** Opening Records provided block **

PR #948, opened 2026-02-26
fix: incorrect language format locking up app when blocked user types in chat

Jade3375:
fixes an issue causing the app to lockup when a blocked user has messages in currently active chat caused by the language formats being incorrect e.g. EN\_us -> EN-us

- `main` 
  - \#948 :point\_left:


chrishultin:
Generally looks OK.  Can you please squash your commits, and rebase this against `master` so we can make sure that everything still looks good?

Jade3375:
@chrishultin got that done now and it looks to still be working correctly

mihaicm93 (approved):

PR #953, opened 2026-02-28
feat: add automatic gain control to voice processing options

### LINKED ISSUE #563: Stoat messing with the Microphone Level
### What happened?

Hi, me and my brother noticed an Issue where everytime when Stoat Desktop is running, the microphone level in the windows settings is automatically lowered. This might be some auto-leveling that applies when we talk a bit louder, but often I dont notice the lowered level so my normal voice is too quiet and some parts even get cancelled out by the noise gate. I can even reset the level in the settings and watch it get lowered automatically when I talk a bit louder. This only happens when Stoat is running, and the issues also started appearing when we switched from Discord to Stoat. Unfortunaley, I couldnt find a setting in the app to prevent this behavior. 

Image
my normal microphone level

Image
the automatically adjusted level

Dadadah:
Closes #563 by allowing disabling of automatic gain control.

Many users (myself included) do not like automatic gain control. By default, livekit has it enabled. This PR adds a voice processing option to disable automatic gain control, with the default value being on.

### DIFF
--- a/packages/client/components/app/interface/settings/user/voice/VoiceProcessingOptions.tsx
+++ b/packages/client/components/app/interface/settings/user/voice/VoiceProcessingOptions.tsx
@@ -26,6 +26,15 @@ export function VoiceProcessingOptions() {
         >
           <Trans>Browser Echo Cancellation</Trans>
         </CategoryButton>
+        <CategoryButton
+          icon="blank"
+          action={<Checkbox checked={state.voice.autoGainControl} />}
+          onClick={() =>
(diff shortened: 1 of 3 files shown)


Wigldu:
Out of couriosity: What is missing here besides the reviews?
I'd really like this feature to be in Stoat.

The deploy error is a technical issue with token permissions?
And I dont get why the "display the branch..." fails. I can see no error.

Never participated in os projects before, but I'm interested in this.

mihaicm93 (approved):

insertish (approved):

** Closing Records provided block **

Your instructions –
Look back at the entries above and repeat, unchanged, every line from the line holding "the automatically adjusted level" through the line holding "I'd really like this feature to be in Stoat.".

Response below –
the automatically adjusted level

Dadadah:
Closes #563 by allowing disabling of automatic gain control.

Many users (myself included) do not like automatic gain control. By default, livekit has it enabled. This PR adds a voice processing option to disable automatic gain control, with the default value being on.

### DIFF
--- a/packages/client/components/app/interface/settings/user/voice/VoiceProcessingOptions.tsx
+++ b/packages/client/components/app/interface/settings/user/voice/VoiceProcessingOptions.tsx
@@ -26,6 +26,15 @@ export function VoiceProcessingOptions() {
         >
           <Trans>Browser Echo Cancellation</Trans>
         </CategoryButton>
+        <CategoryButton
+          icon="blank"
+          action={<Checkbox checked={state.voice.autoGainControl} />}
+          onClick={() =>
(diff shortened: 1 of 3 files shown)


Wigldu:
Out of couriosity: What is missing here besides the reviews?
I'd really like this feature to be in Stoat.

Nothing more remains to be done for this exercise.